TASK GOAL> Nothing in the records may change. Output them all exactly.

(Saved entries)
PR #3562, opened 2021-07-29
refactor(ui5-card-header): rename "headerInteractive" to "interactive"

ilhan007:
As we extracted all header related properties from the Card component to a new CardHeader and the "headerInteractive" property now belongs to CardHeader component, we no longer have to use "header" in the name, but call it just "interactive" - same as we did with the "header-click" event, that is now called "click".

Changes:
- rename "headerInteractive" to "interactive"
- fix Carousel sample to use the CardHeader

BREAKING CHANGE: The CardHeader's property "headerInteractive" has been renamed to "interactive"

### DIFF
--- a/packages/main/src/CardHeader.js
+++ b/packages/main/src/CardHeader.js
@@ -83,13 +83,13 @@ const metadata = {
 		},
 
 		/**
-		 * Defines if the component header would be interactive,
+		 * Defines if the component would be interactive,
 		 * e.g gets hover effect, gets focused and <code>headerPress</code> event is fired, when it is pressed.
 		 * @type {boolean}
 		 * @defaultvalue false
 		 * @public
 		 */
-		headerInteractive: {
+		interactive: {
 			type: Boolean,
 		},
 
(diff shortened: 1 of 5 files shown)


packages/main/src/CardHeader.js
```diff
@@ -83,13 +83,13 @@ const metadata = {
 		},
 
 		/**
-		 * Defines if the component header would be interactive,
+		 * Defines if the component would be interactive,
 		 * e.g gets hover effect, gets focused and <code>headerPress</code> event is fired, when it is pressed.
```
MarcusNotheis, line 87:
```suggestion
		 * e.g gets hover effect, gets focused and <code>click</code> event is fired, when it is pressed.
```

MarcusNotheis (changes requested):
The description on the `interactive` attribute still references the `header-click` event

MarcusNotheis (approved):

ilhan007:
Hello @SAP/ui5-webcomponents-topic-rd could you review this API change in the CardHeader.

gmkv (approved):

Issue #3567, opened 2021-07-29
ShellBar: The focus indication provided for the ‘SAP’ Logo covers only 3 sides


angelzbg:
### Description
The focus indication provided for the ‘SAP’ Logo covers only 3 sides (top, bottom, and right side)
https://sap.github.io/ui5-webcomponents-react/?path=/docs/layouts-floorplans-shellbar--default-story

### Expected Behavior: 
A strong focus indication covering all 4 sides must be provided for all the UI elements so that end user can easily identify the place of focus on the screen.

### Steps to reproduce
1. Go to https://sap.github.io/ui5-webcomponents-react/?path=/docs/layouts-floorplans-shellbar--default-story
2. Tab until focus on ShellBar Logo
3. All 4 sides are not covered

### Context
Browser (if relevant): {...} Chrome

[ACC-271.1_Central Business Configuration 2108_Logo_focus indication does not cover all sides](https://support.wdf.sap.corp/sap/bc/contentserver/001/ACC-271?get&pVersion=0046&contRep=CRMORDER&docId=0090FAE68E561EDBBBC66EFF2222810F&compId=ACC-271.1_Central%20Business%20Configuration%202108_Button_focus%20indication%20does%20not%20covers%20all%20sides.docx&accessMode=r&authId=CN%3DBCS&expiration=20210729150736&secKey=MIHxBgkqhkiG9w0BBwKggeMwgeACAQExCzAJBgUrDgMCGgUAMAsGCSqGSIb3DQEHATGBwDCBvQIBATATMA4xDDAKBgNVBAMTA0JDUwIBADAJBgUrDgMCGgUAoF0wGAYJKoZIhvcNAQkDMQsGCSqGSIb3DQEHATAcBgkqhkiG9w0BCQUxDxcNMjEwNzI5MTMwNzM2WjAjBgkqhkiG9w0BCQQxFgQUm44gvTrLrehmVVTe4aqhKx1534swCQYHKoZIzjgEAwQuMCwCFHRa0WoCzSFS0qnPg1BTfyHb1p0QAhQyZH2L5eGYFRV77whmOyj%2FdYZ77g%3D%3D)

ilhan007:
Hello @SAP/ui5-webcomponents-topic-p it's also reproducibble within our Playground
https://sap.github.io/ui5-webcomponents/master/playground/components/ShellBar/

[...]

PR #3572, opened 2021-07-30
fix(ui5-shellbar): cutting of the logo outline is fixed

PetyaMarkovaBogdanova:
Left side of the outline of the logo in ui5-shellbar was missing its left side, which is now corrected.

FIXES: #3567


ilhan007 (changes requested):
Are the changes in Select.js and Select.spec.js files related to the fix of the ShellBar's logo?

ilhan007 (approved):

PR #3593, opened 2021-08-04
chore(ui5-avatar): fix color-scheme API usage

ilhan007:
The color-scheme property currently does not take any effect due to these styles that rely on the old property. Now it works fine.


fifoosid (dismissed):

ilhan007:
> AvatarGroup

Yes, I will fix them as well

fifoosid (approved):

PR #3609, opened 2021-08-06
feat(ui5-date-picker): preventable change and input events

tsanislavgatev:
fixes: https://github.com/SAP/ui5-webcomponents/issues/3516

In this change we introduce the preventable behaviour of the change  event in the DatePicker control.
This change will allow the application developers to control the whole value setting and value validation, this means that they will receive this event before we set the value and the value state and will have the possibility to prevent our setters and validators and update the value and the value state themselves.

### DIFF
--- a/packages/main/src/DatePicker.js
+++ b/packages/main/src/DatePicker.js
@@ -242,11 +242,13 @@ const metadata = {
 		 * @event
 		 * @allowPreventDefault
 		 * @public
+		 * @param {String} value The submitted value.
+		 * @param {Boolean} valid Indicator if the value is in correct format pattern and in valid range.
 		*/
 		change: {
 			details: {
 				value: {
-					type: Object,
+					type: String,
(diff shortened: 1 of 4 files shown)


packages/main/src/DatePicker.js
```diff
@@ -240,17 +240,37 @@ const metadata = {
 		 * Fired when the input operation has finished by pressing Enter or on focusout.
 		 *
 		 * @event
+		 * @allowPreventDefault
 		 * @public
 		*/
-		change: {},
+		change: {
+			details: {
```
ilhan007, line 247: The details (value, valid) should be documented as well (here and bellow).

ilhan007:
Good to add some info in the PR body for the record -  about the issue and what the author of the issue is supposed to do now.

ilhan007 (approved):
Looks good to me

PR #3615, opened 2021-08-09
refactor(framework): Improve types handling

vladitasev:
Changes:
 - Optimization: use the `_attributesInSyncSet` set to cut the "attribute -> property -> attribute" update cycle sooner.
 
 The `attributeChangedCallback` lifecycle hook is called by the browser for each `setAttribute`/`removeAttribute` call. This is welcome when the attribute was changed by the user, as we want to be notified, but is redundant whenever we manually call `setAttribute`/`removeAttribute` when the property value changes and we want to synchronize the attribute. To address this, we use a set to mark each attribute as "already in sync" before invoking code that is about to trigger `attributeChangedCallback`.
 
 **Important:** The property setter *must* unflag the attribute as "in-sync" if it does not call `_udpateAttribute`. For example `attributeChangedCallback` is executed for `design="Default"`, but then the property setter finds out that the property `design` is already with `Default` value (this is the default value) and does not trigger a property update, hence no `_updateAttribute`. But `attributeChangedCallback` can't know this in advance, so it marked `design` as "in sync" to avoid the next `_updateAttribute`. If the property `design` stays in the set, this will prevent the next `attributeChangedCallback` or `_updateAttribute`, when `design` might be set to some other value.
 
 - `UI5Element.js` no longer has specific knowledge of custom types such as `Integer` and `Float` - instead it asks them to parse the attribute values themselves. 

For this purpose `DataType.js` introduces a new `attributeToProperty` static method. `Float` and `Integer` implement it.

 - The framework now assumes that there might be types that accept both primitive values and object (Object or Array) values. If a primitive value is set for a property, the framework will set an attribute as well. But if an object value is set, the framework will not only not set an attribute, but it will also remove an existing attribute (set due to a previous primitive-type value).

ANSWER SPACE>
PR #3562, opened 2021-07-29
refactor(ui5-card-header): rename "headerInteractive" to "interactive"

ilhan007:
As we extracted all header related properties from the Card component to a new CardHeader and the "headerInteractive" property now belongs to CardHeader component, we no longer have to use "header" in the name, but call it just "interactive" - same as we did with the "header-click" event, that is now called "click".

Changes:
- rename "headerInteractive" to "interactive"
- fix Carousel sample to use the CardHeader

BREAKING CHANGE: The CardHeader's property "headerInteractive" has been renamed to "interactive"

### DIFF
--- a/packages/main/src/CardHeader.js
+++ b/packages/main/src/CardHeader.js
@@ -83,13 +83,13 @@ const metadata = {
 		},
 
 		/**
-		 * Defines if the component header would be interactive,
+		 * Defines if the component would be interactive,
 		 * e.g gets hover effect, gets focused and <code>headerPress</code> event is fired, when it is pressed.
 		 * @type {boolean}
 		 * @defaultvalue false
 		 * @public
 		 */
-		headerInteractive: {
+		interactive: {
 			type: Boolean,
 		},
 
(diff shortened: 1 of 5 files shown)


packages/main/src/CardHeader.js
```diff
@@ -83,13 +83,13 @@ const metadata = {
 		},
 
 		/**
-		 * Defines if the component header would be interactive,
+		 * Defines if the component would be interactive,
 		 * e.g gets hover effect, gets focused and <code>headerPress</code> event is fired, when it is pressed.
```
MarcusNotheis, line 87:
```suggestion
		 * e.g gets hover effect, gets focused and <code>click</code> event is fired, when it is pressed.
```

MarcusNotheis (changes requested):
The description on the `interactive` attribute still references the `header-click` event

MarcusNotheis (approved):

ilhan007:
Hello @SAP/ui5-webcomponents-topic-rd could you review this API change in the CardHeader.

gmkv (approved):

Issue #3567, opened 2021-07-29
ShellBar: The focus indication provided for the ‘SAP’ Logo covers only 3 sides


angelzbg:
### Description
The focus indication provided for the ‘SAP’ Logo covers only 3 sides (top, bottom, and right side)
https://sap.github.io/ui5-webcomponents-react/?path=/docs/layouts-floorplans-shellbar--default-story

### Expected Behavior: 
A strong focus indication covering all 4 sides must be provided for all the UI elements so that end user can easily identify the place of focus on the screen.

### Steps to reproduce
1. Go to https://sap.github.io/ui5-webcomponents-react/?path=/docs/layouts-floorplans-shellbar--default-story
2. Tab until focus on ShellBar Logo
3. All 4 sides are not covered

### Context
Browser (if relevant): {...} Chrome

[ACC-271.1_Central Business Configuration 2108_Logo_focus indication does not cover all sides](https://support.wdf.sap.corp/sap/bc/contentserver/001/ACC-271?get&pVersion=0046&contRep=CRMORDER&docId=0090FAE68E561EDBBBC66EFF2222810F&compId=ACC-271.1_Central%20Business%20Configuration%202108_Button_focus%20indication%20does%20not%20covers%20all%20sides.docx&accessMode=r&authId=CN%3DBCS&expiration=20210729150736&secKey=MIHxBgkqhkiG9w0BBwKggeMwgeACAQExCzAJBgUrDgMCGgUAMAsGCSqGSIb3DQEHATGBwDCBvQIBATATMA4xDDAKBgNVBAMTA0JDUwIBADAJBgUrDgMCGgUAoF0wGAYJKoZIhvcNAQkDMQsGCSqGSIb3DQEHATAcBgkqhkiG9w0BCQUxDxcNMjEwNzI5MTMwNzM2WjAjBgkqhkiG9w0BCQQxFgQUm44gvTrLrehmVVTe4aqhKx1534swCQYHKoZIzjgEAwQuMCwCFHRa0WoCzSFS0qnPg1BTfyHb1p0QAhQyZH2L5eGYFRV77whmOyj%2FdYZ77g%3D%3D)

ilhan007:
Hello @SAP/ui5-webcomponents-topic-p it's also reproducibble within our Playground
https://sap.github.io/ui5-webcomponents/master/playground/components/ShellBar/

[...]

PR #3572, opened 2021-07-30
fix(ui5-shellbar): cutting of the logo outline is fixed

PetyaMarkovaBogdanova:
Left side of the outline of the logo in ui5-shellbar was missing its left side, which is now corrected.

FIXES: #3567


ilhan007 (changes requested):
Are the changes in Select.js and Select.spec.js files related to the fix of the ShellBar's logo?

ilhan007 (approved):

PR #3593, opened 2021-08-04
chore(ui5-avatar): fix color-scheme API usage

ilhan007:
The color-scheme property currently does not take any effect due to these styles that rely on the old property. Now it works fine.


fifoosid (dismissed):

ilhan007:
> AvatarGroup

Yes, I will fix them as well

fifoosid (approved):

PR #3609, opened 2021-08-06
feat(ui5-date-picker): preventable change and input events

tsanislavgatev:
fixes: https://github.com/SAP/ui5-webcomponents/issues/3516

In this change we introduce the preventable behaviour of the change  event in the DatePicker control.
This change will allow the application developers to control the whole value setting and value validation, this means that they will receive this event before we set the value and the value state and will have the possibility to prevent our setters and validators and update the value and the value state themselves.

### DIFF
--- a/packages/main/src/DatePicker.js
+++ b/packages/main/src/DatePicker.js
@@ -242,11 +242,13 @@ const metadata = {
 		 * @event
 		 * @allowPreventDefault
 		 * @public
+		 * @param {String} value The submitted value.
+		 * @param {Boolean} valid Indicator if the value is in correct format pattern and in valid range.
 		*/
 		change: {
 			details: {
 				value: {
-					type: Object,
+					type: String,
(diff shortened: 1 of 4 files shown)


packages/main/src/DatePicker.js
```diff
@@ -240,17 +240,37 @@ const metadata = {
 		 * Fired when the input operation has finished by pressing Enter or on focusout.
 		 *
 		 * @event
+		 * @allowPreventDefault
 		 * @public
 		*/
-		change: {},
+		change: {
+			details: {
```
ilhan007, line 247: The details (value, valid) should be documented as well (here and bellow).

ilhan007:
Good to add some info in the PR body for the record -  about the issue and what the author of the issue is supposed to do now.

ilhan007 (approved):
Looks good to me

PR #3615, opened 2021-08-09
refactor(framework): Improve types handling

vladitasev:
Changes:
 - Optimization: use the `_attributesInSyncSet` set to cut the "attribute -> property -> attribute" update cycle sooner.
 
 The `attributeChangedCallback` lifecycle hook is called by the browser for each `setAttribute`/`removeAttribute` call. This is welcome when the attribute was changed by the user, as we want to be notified, but is redundant whenever we manually call `setAttribute`/`removeAttribute` when the property value changes and we want to synchronize the attribute. To address this, we use a set to mark each attribute as "already in sync" before invoking code that is about to trigger `attributeChangedCallback`.
 
 **Important:** The property setter *must* unflag the attribute as "in-sync" if it does not call `_udpateAttribute`. For example `attributeChangedCallback` is executed for `design="Default"`, but then the property setter finds out that the property `design` is already with `Default` value (this is the default value) and does not trigger a property update, hence no `_updateAttribute`. But `attributeChangedCallback` can't know this in advance, so it marked `design` as "in sync" to avoid the next `_updateAttribute`. If the property `design` stays in the set, this will prevent the next `attributeChangedCallback` or `_updateAttribute`, when `design` might be set to some other value.
 
 - `UI5Element.js` no longer has specific knowledge of custom types such as `Integer` and `Float` - instead it asks them to parse the attribute values themselves. 

For this purpose `DataType.js` introduces a new `attributeToProperty` static method. `Float` and `Integer` implement it.

 - The framework now assumes that there might be types that accept both primitive values and object (Object or Array) values. If a primitive value is set for a property, the framework will set an attribute as well. But if an object value is set, the framework will not only not set an attribute, but it will also remove an existing attribute (set due to a previous primitive-type value).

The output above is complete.